PR #1679, opened 2019-05-24
File-Based TPC-DS Benchmark

mweisgut:
This PR contains the current file-based implementation of the master project's TPC-DS benchchmark.
Both the data and the queries are currently generated file-based.
The corresponding query files can be found in `third_party/tpcds-result-reproduction/query_qualification/`, the table files in `resources/benchmark/tpcds/tables`.

To significantly speed up the speed of SQLite verification, similar to the JoinOrderingBenchmark, the TPC-DS benchmark implementation creates indices on the foreign keys for the SQLite verification.

The benchmark uses the official tpc-ds toolkit's directory `tools` to generate the binary `dsdgen`. This binary is used to generate the table data (csv) files.
These files are stored in `resources/benchmark/tpcds/tables`.


resources/benchmark/tpcds/all_queries/query_01.sql
```diff
@@ -0,0 +1,22 @@
+with customer_total_return as
```
mrks: These queries don't have a random component, correct?

resources/benchmark/tpcds/all_queries/query_01.sql
```diff
@@ -0,0 +1,22 @@
...
+(select sr_customer_sk as ctr_customer_sk
```
mrks: Could you run this through some SQL formatter? This is hard to read.

resources/benchmark/tpcds/tables/call_center.csv.json
```diff
@@ -0,0 +1,168 @@
+{
```
mrks: What are the jsons used for?

src/benchmark/tpcds_benchmark.cpp
```diff
@@ -0,0 +1,127 @@
...
+  Assert(std::filesystem::is_directory(query_path), "Query path (" + query_path + ") has to be a directory.");
+  Assert(std::filesystem::is_directory(table_path), "Table path (" + table_path + ") has to be a directory.");
+
+  auto query_generator =
+      std::make_unique<FileBasedQueryGenerator>(*config, query_path, query_filename_blacklist, query_subset);
+  auto table_generator = std::make_unique<FileBasedTableGenerator>(config, table_path);
+  auto benchmark_runner = BenchmarkRunner{*config, std::move(query_generator), std::move(table_generator), context};
+
+  if (config->verify) {
+    // TODO(anyone) encapsulate this code somewhere else since it us used for the TPC-DS and JOIN ORDER BENCHMARK
```
mrks: How much effort do you expect this to be?

resources/benchmark/tpcds/schema.sql
```diff
@@ -0,0 +1,552 @@
+create table dbgen_version
```
mrks: The filename should clarify that this is only used for sqlite. Same for the foreign keys.

resources/benchmark/tpcds/all_queries/query_01.sql
mweisgut: Correct.

resources/benchmark/tpcds/tables/call_center.csv.json
mrks: Ah, sorry. I just re-read the PR description.

We will need the tpcds tools package anyway, correct? Should we include it as a submodule now and call dbgen from cpp (similar to what happens with the JOB)?

resources/benchmark/tpcds/all_queries/query_01.sql
mweisgut: Done.

resources/benchmark/tpcds/schema.sql
mweisgut: This table has actually no relevant purpose for us.

mrzzzrm:
https://github.com/hyrise-mp/hyrise-mp19/wiki/How-to-use-the-TPC-DS-tools should probably be migrated to this repo?

mrzzzrm:
FullCI?

src/benchmark/tpcds_benchmark.cpp
```diff
@@ -0,0 +1,127 @@
...
+      return 0;
+    }
+    scale_factor = cli_parse_result["scale"].as<int>();
+
+    config =
+        std::make_shared<opossum::BenchmarkConfig>(opossum::CLIConfigParser::parse_basic_cli_options(cli_parse_result));
+  }
+
+  Assert(scale_factor == 1, "For now, TPC-DS benchmark only supports scale factor 1");
+  Assert(!config->enable_scheduler, "Multithreaded benchmark execution is currently not supported for TPC-DS");
```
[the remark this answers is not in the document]
mrks: Same for scale_factor. If a limitation is not obvious, please add a comment explaining why it is necessary.

src/benchmark/tpcds_benchmark.cpp
```diff
@@ -0,0 +1,127 @@
...
+
+  auto context = opossum::BenchmarkRunner::create_context(*config);
+
+  std::cout << "- TPCDS scale factor is " << scale_factor << std::endl;
```
mrks: TPC-DS.

src/benchmark/tpcds_benchmark.cpp
```diff
@@ -0,0 +1,127 @@
...
+
+  // TPC-DS FileBasedQueryGenerator specification
+  std::optional<std::unordered_set<std::string>> query_subset;
+  const auto query_filename_blacklist = std::unordered_set<std::string>{};
+  std::string query_path = "resources/benchmark/tpcds/queries";
+  std::string table_path = "resources/benchmark/tpcds/tables";
+
+  Assert(std::filesystem::is_directory(query_path), "Query path (" + query_path + ") has to be a directory.");
+  Assert(std::filesystem::is_directory(table_path), "Table path (" + table_path + ") has to be a directory.");
```
mrks: Assert that the expected files are there (use one file per dir as a probe)?

src/benchmark/tpcds_benchmark.cpp
```diff
@@ -0,0 +1,127 @@
...
+
+  auto query_generator =
```
mrks: Stopping the review for now, as this seems quite out-of-date.

src/benchmark/tpcds_benchmark.cpp
mweisgut: It's done now.

resources/benchmark/tpcds/tables/call_center.csv.json
mweisgut: done

mweisgut:
> https://github.com/hyrise-mp/hyrise-mp19/wiki/How-to-use-the-TPC-DS-tools should probably be migrated to this repo?

The updated version c7d06cc29bc83d9b83f6f8c0bedf44ccb6555de6 uses the tpc-ds toolkit to generate the table data files automatically. Also there's no need to do this step manually.

src/benchmark/tpcds_benchmark.cpp
```diff
@@ -0,0 +1,142 @@
...
+  }
+
+  std::cout << "done." << std::endl;
+
+  benchmark_runner.run();
+}
+
+bool data_files_available(std::string table_path) {
+  // clang-format off
+  return std::filesystem::exists(table_path + "/call_center.csv") &&
```
mrks:
```
for (const auto& table : [“call_center”, “...”]) {
  if (!std::filesystem::exists(table_path + “/“ + table + “.csv”) return false;
}
return true
```
?

src/benchmark/tpcds_benchmark.cpp
```diff
@@ -0,0 +1,142 @@
...
+
+  Assert(std::filesystem::is_directory(query_path), "Query path (" + query_path + ") has to be a directory.");
+  Assert(std::filesystem::is_directory(table_path), "Table path (" + table_path + ") has to be a directory.");
+  Assert(std::filesystem::exists(std::filesystem::path{query_path + "/query_07.sql"}), "Queries have to be available.");
+  Assert(std::filesystem::exists(std::filesystem::path{table_path + "/call_center.csv.json"}),
+         "Table schemes have to be available.");
+
+  if (!data_files_available(table_path)) {
+    if (std::filesystem::exists(std::filesystem::path{"third_party/tpcds-dsdgen/dsdgen"})) {
+      const auto setup_table_data_files_return_code = system(
```
mrks: Well, I guess I can’t blame you for verbose names. `ret` would have been fine, too ;)

src/benchmark/tpcds_benchmark.cpp
```diff
@@ -0,0 +1,142 @@
...
+          "cd ./third_party/tpcds-dsdgen/ &&"
+          "./dsdgen -scale 1 -dir ../../resources/benchmark/tpcds/tables -terminate n -verbose -f &&"
```
mrks: Aren’t you ignoring the scale parameter her?

src/benchmark/tpcds_benchmark.cpp
```diff
@@ -0,0 +1,142 @@
...
+          "cd ../../resources/benchmark/tpcds/tables &&"
+          "for x in *.dat; do mv $x ${x%.dat}.csv; done &&"
+          "cd ../../../../");
+      Assert(setup_table_data_files_return_code == 0, "Generating table data files failed.");
+    } else {
+      Fail("Could not find 'third_party/tpcds-dsdgen/dsdgen'. Did you run the benchmark from the project root dir?");
+    }
+  }
+
+  Assert(data_files_available(table_path), "Table data files are missing.");
```
mrks: “Missing” sounds like they should have been there. In this case, they failed to be generated

src/benchmark/tpcds_benchmark.cpp
```diff
@@ -0,0 +1,142 @@
...
+  // This toolkit does not provide the option to generate data using a scale factor less than 1.
+  Assert(scale_factor >= 1, "For now, TPC-DS benchmark only supports scale factor 1");
+
+  auto context = opossum::BenchmarkRunner::create_context(*config);
+
+  std::cout << "- TPC-DS scale factor is " << scale_factor << std::endl;
+
+  // TPC-DS FileBasedQueryGenerator specification
+  std::optional<std::unordered_set<std::string>> query_subset;
+  const auto query_filename_blacklist = std::unordered_set<std::string>{};
```
mrks: Where is this used?

src/benchmark/tpcds_benchmark.cpp
```diff
@@ -0,0 +1,142 @@
...
+        opossum::CLIConfigParser::parse_basic_options_json_config(json_config));
+
+  } else {
+    // Parse regular command line args
+    const auto cli_parse_result = cli_options.parse(argc, argv);
+
+    if (CLIConfigParser::print_help_if_requested(cli_options, cli_parse_result)) {
+      return 0;
+    }
+    scale_factor = cli_parse_result["scale"].as<int>();
```
mrks: What happens if I pass in `0.9`? Does this get erroneously rounded to `1` and accepted?

mweisgut: This happens:
```
terminate called after throwing an instance of 'cxxopts::argument_incorrect_type'
  what():  Argument ‘0.9’ failed to parse
```

src/benchmark/tpcds_benchmark.cpp
```diff
@@ -35,11 +35,11 @@ int main(int argc, char* argv[]) {
 
   // clang-format off
   cli_options.add_options()
-    ("s,scale", "Database scale factor (1 ~ 1GB)", cxxopts::value<int>()->default_value("1"));
+    ("s,scale", "Database scale factor (1 ~ 1GB)", cxxopts::value<int32_t>()->default_value("1"));
```
mrks: Could you explain why you changed this to int32_t? `int` means "I just want a reasonably sized integer", `int32_t` says that you actually thought about the width of the int.

mweisgut: Hyrise's [contribution guidelines](https://github.com/hyrise/hyrise/blob/master/CONTRIBUTING.md#c-guidelines) led me to this change: `Use [u]int(8|16|32|64)_t instead of int, long, uint etc.`

mrks: Whoopsie. We might want to revisit that.

mrks: No need to change it here

src/benchmark/tpcds_benchmark.cpp
```diff
@@ -0,0 +1,146 @@
...
+int main(int argc, char* argv[]) {
+  auto cli_options = opossum::BenchmarkRunner::get_basic_cli_options("TPC-DS Benchmark");
+
+  // clang-format off
+  cli_options.add_options()
+    ("s,scale", "Database scale factor (1 ~ 1GB)", cxxopts::value<int32_t>()->default_value("1"));
+  // clang-format on
+
+  std::shared_ptr<opossum::BenchmarkConfig> config;
+  int32_t scale_factor;
```
mrzzzrm: in general, prefer the `auto scale_factor = int32_t{}` - this makes sure `scale_factor` always has a defined value (`int32_t{}` is `0`) which, among other things, lessens noise when debugging.

src/benchmark/tpcds_benchmark.cpp
```diff
@@ -0,0 +1,146 @@
...
+    add_indices_to_sqlite("resources/benchmark/tpcds/schema.sql", "resources/benchmark/tpcds/create_indices.sql",
+                          benchmark_runner);
+  }
+
+  std::cout << "done." << std::endl;
+
+  benchmark_runner.run();
+}
+
+bool data_files_available(const std::string table_path) {
```
mrzzzrm: * parameter as constref
* should be in anonymous namespace to avoid collisions

src/benchmarklib/sqlite_add_indices.hpp
```diff
@@ -0,0 +1,16 @@
+#pragma once
+
+#include <string>
+
+namespace opossum {
+
+class BenchmarkRunner;
+
+/**
+ * Add indexes to SQLite. This is a hack until we support CREATE INDEX ourselves and pass that on to SQLite.
```
mrzzzrm: pls revise comment, maybe doc params briefly, one might not know what a "create_indices_file" is.

 "Without this, SQLite would never finish" - never finish doing what?
"This is a hack until we support CREATE INDEX ourselves and pass that on to SQLite" - even if we'd support it, it's not a given that we'd use it, as Hyrise functions just as well without it.

mrks:
> We haven't shipped binary executable files alongside Hyrise up until now. Are we okay with this @mrks? Are we sure this binary works on Mac and Ubuntu?

No, just discussed this in the MP meeting

mweisgut:
The added third_party directory tpcds-tools is going to be removed, https://github.com/gregrahn/tpcds-kit will be used instead.

mweisgut:
@mrks I removed `gccDebug` as you suggested.
Check out the [CI log](https://hyrise-ci.epic-hpi.de/blue/organizations/jenkins/hyrise%2Fhyrise/detail/PR-1679/36/pipeline). It's still the same error.

Do you have any idea how to fix this? Building and executing this on pella or sidon is successfull.

mrks:
Just to rule more things out: Could you create a new PR from this branch, closing this one?

mweisgut:
Done. #1716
:::::
## Work instructions
Begin with the first line of the records and finish with the line containing "The benchmark uses". Reproduce those lines exactly, both ends included, and nothing else.

## Completed exercise
PR #1679, opened 2019-05-24
File-Based TPC-DS Benchmark

mweisgut:
This PR contains the current file-based implementation of the master project's TPC-DS benchchmark.
Both the data and the queries are currently generated file-based.
The corresponding query files can be found in `third_party/tpcds-result-reproduction/query_qualification/`, the table files in `resources/benchmark/tpcds/tables`.

To significantly speed up the speed of SQLite verification, similar to the JoinOrderingBenchmark, the TPC-DS benchmark implementation creates indices on the foreign keys for the SQLite verification.

The benchmark uses the official tpc-ds toolkit's directory `tools` to generate the binary `dsdgen`. This binary is used to generate the table data (csv) files.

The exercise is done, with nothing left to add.